(Collected data entries):
^^^^^^^^^^^^^^^^

PR #795, opened 2023-10-25
test: Transpile tests to run older browsers in browserstack

rmi22186:
## Instructions

 ## Summary
Our testing framework needs to be transpiled down to ES5.  We currently test only on latest chrome/firefox, which supports all this syntax.  In order to test cross browser, the tests themselves have to be transpiled to be able to test our SDK. 

There are 2 rollup steps to get a transpiled test to work properly. First we use rollup and run it on test-main.js which includes all the references to each test/src file, it also imports sinon and fetch-mock where appropriate, and this rollup step creates a single distribution file of everything (`test/cross-browser-testing/CBT-tests.js`).  I was unable to get this file to transpile down to ES5 in a single step.  There was always an `undefined` error in the build when I tried to do it in one step.  However, when I added a second rollup step, which takes in `test/cross-browser-testing/CBT-tests.js` and outputs ``.  This file is then able to run properly on browserstack on older files.  There is probably more debugging that can be done to resolve this, but since it is just for testing, the return did not seem worth the additional time investment.

 ## Testing Plan
Chrome 49 runs successfully.  Chrome 48 and prior seem to fail in some tests where `setTimeout` is used.

 - Closes https://go.mparticle.com/work/SQDSDKS-5834


package.json
```diff
@@ -28,6 +28,7 @@
         "build:esm": "cross-env ENVIRONMENT=prod BUILD=esm rollup --config rollup.config.js",
         "build:stub": "cross-env ENVIRONMENT=prod BUILD=stub rollup --config rollup.config.js",
         "build:snippet": "uglifyjs snippet.js -m -o snippet.min.js",
+        "build:tests": "cross-env ENVIRONMENT=prod BUILD=tests rollup --config rollup.config.js",
```
alexs-mparticle, line 31: Not sure if you're missing an import or package somewhere. When I run this command after an `npm install` I get the following error:

```
TypeError: Cannot read properties of undefined (reading 'acorn')
```

test/cross-browser-testing/babel.config.js
```diff
@@ -0,0 +1,12 @@
+export default {
```
alexs-mparticle, line 1: Nitpick: Can we name this `babel.CBT.config.js` so that it is consistent name with the rollup config in the same file?

test/cross-browser-testing/browserstack.karma.config.js
```diff
@@ -28,39 +24,22 @@ if (DEBUG === 'true') {
 }
 
 const customLaunchers = {
-    // These 2 browsers pass because they are capable of running ES6 syntax
-    // Our tests currently have ES6 syntax in them.  They need to be transpiled
-    bs_firefox_mac_100: {
```
alexs-mparticle, line 33: It's not clear to me why we are removing the Firefox launcher. Are we only concerned about Chrome as an "older" browser?

alexs-mparticle (changes requested):
I have a few questions and nitpicks, but overall I think this looks solid. I may want to take a greater look at how we run tests so we can organize things, but I think that can wait until everything is wired together.

alexs-mparticle (changes requested):
I have a few questions and nitpicks, but overall I think this looks solid. I may want to take a greater look at how we run tests so we can organize things, but I think that can wait until everything is wired together.

package.json
rmi22186: I have the wrong command here.  Will update.

test/cross-browser-testing/browserstack.karma.config.js
rmi22186: There is another ticket in the initiative to determine what browsers to use - go.mparticle.com/work/SQDSDKS-5827.  FF would definitely make a comeback. 

There wasn't ever really an intention to remove the FIrefox one...I ended up just focusing on Chrome for some reason.

alexs-mparticle (approved):

package.json
```diff
@@ -138,6 +140,7 @@
         "webpack-cli": "^5.0.2"
     },
     "dependencies": {
-        "@babel/runtime": "^7.6.0"
+        "@babel/runtime": "^7.23.2",
+        "core-js": "^3.33.0"
```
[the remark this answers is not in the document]
rmi22186: No it doesn't.  All of the sites I read say to put it in dependencies because it is used by @babel/runtime.  However, since we aren't using it in production but only for tests, I suppose it is okay to put in dev-dependencies.  Moved it there and the test and prod builds look identical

^^^^^^^^^^^^^^^^

(TRY IT):
For this exercise, find all lines in the records containing the word "dependencies" and copy them.

(SOLUTION BELOW):
     "dependencies": {
rmi22186: No it doesn't.  All of the sites I read say to put it in dependencies because it is used by @babel/runtime.  However, since we aren't using it in production but only for tests, I suppose it is okay to put in dev-dependencies.  Moved it there and the test and prod builds look identical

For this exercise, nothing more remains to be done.